[Task statement]:
Identify and pull out each line of the entries in which "from" occurs.

Start of Listed entries

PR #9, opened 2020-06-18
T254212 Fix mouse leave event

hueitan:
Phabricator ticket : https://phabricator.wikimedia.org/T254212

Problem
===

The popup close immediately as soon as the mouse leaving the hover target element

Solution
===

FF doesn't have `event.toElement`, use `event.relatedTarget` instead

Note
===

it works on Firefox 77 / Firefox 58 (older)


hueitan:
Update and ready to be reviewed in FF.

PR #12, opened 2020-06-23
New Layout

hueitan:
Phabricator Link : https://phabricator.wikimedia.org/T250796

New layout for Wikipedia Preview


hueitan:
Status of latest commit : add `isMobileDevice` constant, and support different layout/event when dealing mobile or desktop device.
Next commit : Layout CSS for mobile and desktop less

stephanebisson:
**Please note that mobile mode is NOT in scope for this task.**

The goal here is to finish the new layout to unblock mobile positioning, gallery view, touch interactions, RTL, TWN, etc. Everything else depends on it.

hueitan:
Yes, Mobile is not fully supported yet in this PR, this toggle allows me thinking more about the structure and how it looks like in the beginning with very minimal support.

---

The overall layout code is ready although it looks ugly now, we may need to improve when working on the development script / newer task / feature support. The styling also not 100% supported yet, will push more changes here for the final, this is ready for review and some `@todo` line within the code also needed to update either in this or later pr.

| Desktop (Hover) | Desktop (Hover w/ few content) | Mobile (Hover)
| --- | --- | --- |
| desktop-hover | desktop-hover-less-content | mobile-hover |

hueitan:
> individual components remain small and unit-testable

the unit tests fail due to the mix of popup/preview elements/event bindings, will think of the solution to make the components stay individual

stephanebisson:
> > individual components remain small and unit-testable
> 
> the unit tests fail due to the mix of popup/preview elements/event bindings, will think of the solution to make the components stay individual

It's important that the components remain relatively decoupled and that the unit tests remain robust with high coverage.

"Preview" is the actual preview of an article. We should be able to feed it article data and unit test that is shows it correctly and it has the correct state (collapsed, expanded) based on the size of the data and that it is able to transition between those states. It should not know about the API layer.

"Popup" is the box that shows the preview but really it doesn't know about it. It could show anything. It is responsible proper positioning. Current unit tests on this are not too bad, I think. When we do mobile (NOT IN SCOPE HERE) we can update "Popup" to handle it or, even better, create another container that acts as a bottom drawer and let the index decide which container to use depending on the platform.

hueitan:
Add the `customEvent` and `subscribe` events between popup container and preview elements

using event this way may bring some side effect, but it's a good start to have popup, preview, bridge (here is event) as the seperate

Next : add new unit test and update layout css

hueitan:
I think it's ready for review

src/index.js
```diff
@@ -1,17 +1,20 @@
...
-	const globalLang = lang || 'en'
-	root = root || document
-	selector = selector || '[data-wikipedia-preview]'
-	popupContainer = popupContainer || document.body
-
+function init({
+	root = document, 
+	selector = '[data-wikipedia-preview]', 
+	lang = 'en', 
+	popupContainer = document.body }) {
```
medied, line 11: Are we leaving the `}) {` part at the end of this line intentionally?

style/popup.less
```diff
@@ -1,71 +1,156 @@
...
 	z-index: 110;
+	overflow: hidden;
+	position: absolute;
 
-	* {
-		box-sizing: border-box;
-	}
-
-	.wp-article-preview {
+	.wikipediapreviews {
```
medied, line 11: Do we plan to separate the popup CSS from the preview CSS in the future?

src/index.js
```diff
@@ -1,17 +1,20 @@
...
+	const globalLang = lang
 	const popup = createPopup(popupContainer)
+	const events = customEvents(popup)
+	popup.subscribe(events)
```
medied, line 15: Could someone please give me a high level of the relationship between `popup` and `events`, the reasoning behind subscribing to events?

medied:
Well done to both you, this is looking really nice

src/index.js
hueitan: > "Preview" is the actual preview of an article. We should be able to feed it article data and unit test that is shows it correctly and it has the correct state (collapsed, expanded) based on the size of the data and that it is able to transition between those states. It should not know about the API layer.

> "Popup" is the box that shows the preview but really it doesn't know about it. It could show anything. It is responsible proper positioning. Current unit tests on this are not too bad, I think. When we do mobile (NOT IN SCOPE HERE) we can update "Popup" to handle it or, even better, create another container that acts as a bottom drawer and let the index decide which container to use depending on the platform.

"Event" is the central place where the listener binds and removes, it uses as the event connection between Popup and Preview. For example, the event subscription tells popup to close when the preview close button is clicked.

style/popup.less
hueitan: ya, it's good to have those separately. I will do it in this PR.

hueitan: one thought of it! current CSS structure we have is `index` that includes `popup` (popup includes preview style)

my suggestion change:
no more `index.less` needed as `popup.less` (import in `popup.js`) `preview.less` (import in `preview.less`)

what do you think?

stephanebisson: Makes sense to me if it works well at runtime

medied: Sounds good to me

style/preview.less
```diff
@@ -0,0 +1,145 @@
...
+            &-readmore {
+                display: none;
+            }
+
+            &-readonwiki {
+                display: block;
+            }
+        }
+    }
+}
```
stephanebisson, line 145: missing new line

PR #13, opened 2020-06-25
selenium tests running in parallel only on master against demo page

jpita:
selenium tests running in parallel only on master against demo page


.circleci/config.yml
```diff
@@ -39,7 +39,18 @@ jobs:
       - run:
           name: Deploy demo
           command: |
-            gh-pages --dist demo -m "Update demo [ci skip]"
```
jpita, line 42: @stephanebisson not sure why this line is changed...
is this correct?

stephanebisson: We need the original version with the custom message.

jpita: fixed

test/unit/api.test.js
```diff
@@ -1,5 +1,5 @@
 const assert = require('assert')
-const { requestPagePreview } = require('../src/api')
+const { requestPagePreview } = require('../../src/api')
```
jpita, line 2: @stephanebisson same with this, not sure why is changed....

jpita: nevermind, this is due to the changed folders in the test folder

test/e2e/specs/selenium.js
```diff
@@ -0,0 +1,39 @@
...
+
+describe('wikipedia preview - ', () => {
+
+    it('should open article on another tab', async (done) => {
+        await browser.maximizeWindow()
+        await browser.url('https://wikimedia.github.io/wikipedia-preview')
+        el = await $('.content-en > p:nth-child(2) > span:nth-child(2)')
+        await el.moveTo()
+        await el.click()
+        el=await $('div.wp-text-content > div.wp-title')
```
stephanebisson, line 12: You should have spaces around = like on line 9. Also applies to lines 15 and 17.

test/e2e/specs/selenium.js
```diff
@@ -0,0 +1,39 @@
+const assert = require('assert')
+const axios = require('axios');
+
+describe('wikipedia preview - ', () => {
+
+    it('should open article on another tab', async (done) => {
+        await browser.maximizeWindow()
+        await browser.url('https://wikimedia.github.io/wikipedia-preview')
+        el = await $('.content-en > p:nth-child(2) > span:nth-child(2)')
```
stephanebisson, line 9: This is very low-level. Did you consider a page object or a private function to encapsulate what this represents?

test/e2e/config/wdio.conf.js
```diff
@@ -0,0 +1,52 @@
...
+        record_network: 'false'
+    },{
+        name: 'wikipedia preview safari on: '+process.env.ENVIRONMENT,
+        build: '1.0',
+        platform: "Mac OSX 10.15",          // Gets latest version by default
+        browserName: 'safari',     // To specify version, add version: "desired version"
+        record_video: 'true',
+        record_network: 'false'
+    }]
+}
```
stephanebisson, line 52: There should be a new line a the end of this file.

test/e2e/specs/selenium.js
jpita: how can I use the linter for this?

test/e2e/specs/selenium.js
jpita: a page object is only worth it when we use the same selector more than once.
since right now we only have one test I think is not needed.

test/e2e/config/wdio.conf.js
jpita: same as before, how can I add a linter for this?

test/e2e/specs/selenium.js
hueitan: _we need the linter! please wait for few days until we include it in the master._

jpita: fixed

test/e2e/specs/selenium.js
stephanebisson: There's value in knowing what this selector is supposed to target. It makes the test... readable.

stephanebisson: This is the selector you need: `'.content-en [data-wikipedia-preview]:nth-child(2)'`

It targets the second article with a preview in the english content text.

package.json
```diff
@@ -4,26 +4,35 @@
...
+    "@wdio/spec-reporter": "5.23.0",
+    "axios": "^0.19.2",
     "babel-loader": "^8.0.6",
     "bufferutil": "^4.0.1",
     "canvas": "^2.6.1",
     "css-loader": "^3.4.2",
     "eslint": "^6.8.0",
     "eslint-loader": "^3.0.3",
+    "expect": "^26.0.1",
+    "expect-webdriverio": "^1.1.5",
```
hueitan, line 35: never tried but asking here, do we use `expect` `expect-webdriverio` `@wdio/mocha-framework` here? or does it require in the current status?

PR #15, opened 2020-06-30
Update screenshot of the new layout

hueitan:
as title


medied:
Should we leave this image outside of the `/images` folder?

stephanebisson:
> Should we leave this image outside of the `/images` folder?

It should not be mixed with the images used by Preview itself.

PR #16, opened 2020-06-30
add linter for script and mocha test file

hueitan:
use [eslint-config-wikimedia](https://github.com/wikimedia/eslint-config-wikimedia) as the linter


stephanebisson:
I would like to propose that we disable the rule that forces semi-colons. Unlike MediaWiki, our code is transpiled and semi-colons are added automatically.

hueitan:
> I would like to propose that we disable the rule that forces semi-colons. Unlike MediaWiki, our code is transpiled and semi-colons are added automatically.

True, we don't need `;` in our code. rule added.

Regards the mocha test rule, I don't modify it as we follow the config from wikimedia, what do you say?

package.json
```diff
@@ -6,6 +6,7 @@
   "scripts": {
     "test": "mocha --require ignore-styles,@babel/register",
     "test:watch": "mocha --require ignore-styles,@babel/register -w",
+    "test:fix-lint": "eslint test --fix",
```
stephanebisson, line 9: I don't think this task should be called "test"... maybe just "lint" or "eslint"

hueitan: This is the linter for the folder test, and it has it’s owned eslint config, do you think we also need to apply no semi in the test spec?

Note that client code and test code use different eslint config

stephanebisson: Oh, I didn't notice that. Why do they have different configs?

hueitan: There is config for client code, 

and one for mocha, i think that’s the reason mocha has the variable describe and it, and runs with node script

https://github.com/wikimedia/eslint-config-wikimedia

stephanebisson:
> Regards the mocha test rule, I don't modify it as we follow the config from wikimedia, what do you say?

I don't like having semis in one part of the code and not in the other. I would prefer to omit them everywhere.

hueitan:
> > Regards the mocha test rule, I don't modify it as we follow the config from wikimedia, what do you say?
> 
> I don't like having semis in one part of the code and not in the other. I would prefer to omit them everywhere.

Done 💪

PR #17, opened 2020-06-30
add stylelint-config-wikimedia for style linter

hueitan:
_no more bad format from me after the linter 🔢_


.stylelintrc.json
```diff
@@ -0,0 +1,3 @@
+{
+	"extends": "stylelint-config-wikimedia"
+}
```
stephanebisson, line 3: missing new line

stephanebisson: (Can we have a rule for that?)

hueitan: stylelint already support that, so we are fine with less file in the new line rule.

End of Listed entries

[Output]:
medied, line 11: Do we plan to separate the popup CSS from the preview CSS in the future?
Regards the mocha test rule, I don't modify it as we follow the config from wikimedia, what do you say?
> Regards the mocha test rule, I don't modify it as we follow the config from wikimedia, what do you say?
> > Regards the mocha test rule, I don't modify it as we follow the config from wikimedia, what do you say?
_no more bad format from me after the linter 🔢_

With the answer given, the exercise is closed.